Messagede conan » 14 Aoû 2009, 22:53

Je suis entièrement d'accord avec Antigone - je dois être autonome au fond ! :lol:

Je trouve bien plus urgent de penser sérieusement à une utopie et de réfléchir d'ores et déjà aux moyens les plus sérieux d'y parvenir, tout en sabotant systématiquement tout ce qui reste de nos liens aliénants avec la matrice capitalo, que de me faire encore chier, passez-moi l'expression, à tenter de jouer les avant-gardes "conscientisantes" au sein d'un syndicat poussiéreux, enraciné dans les structures d'un salariat de plus en plus déconnecté de la moindre utilité humaine, et où les gens ne bossent plus que pour de la thune, et encore, on se demande pour s'acheter quoi avec comme merde ou pour rembourser quel crédit pourri (genre la bagnole pour aller au taf ?)

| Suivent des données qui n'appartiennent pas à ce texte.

PR #878, opened 2019-04-22
ChangeLogPropertyDefinedPrecondition support addded in formatted sql

shubham4194:
Added support for the ChangeLogPropertyDefinedPrecondition in formatted sql format
**Format:**
--precondition-defined-property property:abc value:xyz

### DIFF
--- a/liquibase-core/src/main/java/liquibase/parser/core/formattedsql/FormattedSqlChangeLogParser.java
+++ b/liquibase-core/src/main/java/liquibase/parser/core/formattedsql/FormattedSqlChangeLogParser.java
@@ -1,5 +1,12 @@
 package liquibase.parser.core.formattedsql;
 
+import java.io.BufferedReader;
+import java.io.File;
+import java.io.IOException;
+import java.io.InputStream;
+import java.util.regex.Matcher;
+import java.util.regex.Pattern;
+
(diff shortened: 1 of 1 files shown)


shubham4194:
@nvoxland  Please review this. Earlier only SQLCheck precondition was supported in formatted sql. Now I have added ChangeLogPropertyDefinedPrecondition support

nvoxland:
It would probably be good to look at a more generic precondition format to avoid having to keep adding precondition regular expressions and to support whatever preconditions may be available through plug-ins.

Something like:
-- precondition changeLogPropertyDefined property:abc value:xyz

ro-rah:
Hi @shubham4194 ,

Thanks for the PR.  Would you consider adding tests to the PR so I could size it lower and get it into Conditioning for the upcoming Beta release?

Here's some guidance on testing, till then I will size this large (RiskLarge) since it needs tests and possible design considerations by Eng.

- Liquibase tests ([unit ](https://liquibase.jira.com/wiki/spaces/LB/pages/1274937609/How+to+Write+Liquibase+Core+Unit+Tests)and/or [integration](https://liquibase.jira.com/wiki/spaces/LB/pages/1276608569/How+to+Write+Liquibase+Core+Integration+Tests)) 

Ronak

On s'en tape de préserver l'emploi, de l'autogestion ou merde : on a faim, point barre. Les gens ne bossent pas par plaisir. Comme le dit Antigone, l'amour du travail est (enfin!) fini. Heureusement, le communisme futurisant et son musée des horreurs a fait son temps !

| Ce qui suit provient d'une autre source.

PR #879, opened 2019-05-14
Java-side date generation

kazetsukaimiko:
This contains a new feature allowing one to override the existing currentDateTimeFunction (now renamed currentDateTimePlaceholder) that uses a SQL function call, with a Java-generated static date strings. Some SQL datastores (Azure Datawarehouse) do not support functions on INSERT. This makes using Liquibase with these datastores impossible for trivial reasons. 

See NamedDateTimeFormatter. This is an enum of named common instances for date time formats that might be used. When one cannot be found, it falls back on DateTimeFormatter.parse() for the input argument. When using a named formatter, it encapsulates the resulting date string with single quotes (may need to be configurable). There's an accompanying command line option to specify the formatter.

We started building this functionality off the 3.6.x branch, as it looked more stable. This PR is against master, for 3.7.0-SNAPSHOT. master as it is, does not currently seem to be able to load changeset xml files, be it from the classpath or the local filesystem. There are two issues present:

* The classloader configured for CommandLineResourceAccessor by Main.configureClassLoader() seems incorrect. I may be missing configuration and/or other settings/changes needed. FileSystemResourceAccessors' rootPaths is always empty regardless of my testing without changing the classloader.
* InputStreams for our chngeset xml files are getting closed prematurely (prior to read) because their parent zip file(s) get closed in the try-with-resources block. I worked around this by changing InputStreamList to take Supplier<InputStream> instead, but really you should use Java 8 Stream<InputStream> and Stream.onClose().

I've "fixed" these bugs in this branch by making ad-hoc changes that ignore the intent of the current developers. I'm looking forward to finding the real fixes to these issues, one endorsed by liquibase development. Unfortunately, I am limited in my knowledge and understanding of the conventions at play and may have missed some of this intent in the process.

### DIFF
--- a/liquibase-cdi/pom.xml
+++ b/liquibase-cdi/pom.xml
@@ -3,7 +3,7 @@
 	<parent>
         <groupId>org.liquibase</groupId>
         <artifactId>liquibase-parent</artifactId>
-        <version>3.7.0-SNAPSHOT</version>
+        <version>3.7.0-localdates-SNAPSHOT</version>
 	</parent>
 	<artifactId>liquibase-cdi</artifactId>
 	<name>Liquibase CDI</name>
--- a/liquibase-core/pom.xml
+++ b/liquibase-core/pom.xml
@@ -5,7 +5,7 @@
 	<parent>
 		<groupId>org.liquibase</groupId>
 		<artifactId>liquibase-parent</artifactId>
-		<version>3.7.0-SNAPSHOT</version>
+		<version>3.7.0-localdates-SNAPSHOT</version>
 	</parent>
 
 	<artifactId>liquibase-core</artifactId>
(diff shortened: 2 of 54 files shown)


ro-rah:
Hi @kazetsukaimiko !

Thanks for your pull request!

Here’s what happens next:

ro-rah:
Hi again @kazetsukaimiko, 
There appears to be some conflicts to resolve, would you mind doing that so I can move the PR into Conditioning?  Thanks for including tests!

ro-rah:
Made risk high, looks like it needs time to resolve conflicts and description states it is a work around fix.

nvoxland:
I'm going to close this PR for now. The overall fix of creating the time from the client is something we actively try to avoid because the client machines running liquibase are often wrong in their time configuration. That's why we lean on the database to be the stable/correct time supplier. It also breaks functionality like "update-sql" giving SQL that will be correclty inserting the current time whenever it's ran vs. when it is generated.

If there are databases like Azure Datawarehouse which doesn't have a "current time "function, we will have to address that as we add official support in for that database somehow.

Bref, faire des pneus ou des mécaniques de précision pour automobiles, c'est écologiquement et donc humainement nuisible. Les gens ne font pas ça par plaisir, mais pour grailler. Reprendre ça en autogestion ? Interdire les licenciements ? Et puis quoi encore ! Produire cette merdouille c'est collaborer avec l'absurdité de ce système, au même titre qu'à peu près tout ce qui est produit par des pauvres gens pour obtenir de quoi grailler, et c'est vrai partout dans cette société ! Je dis ça, moi aussi je collabore, je taffe et je fais pas un des plus beaux métiers... Mais je songe bien plus, dans mes pratiques anars, à comment quitter le rafiot pourri sur un truc qui ressemble pas trop à un radeau de la méduse, et à m'organiser pour, plutôt qu'à m'emmerder à rafistoler cette grosse épave moisie du capitalisme. Et dans mon taf, j'utilise le créneau pour offrir une critique radicale. Sabotage, disait Emile. Emile, où es-tu passé ?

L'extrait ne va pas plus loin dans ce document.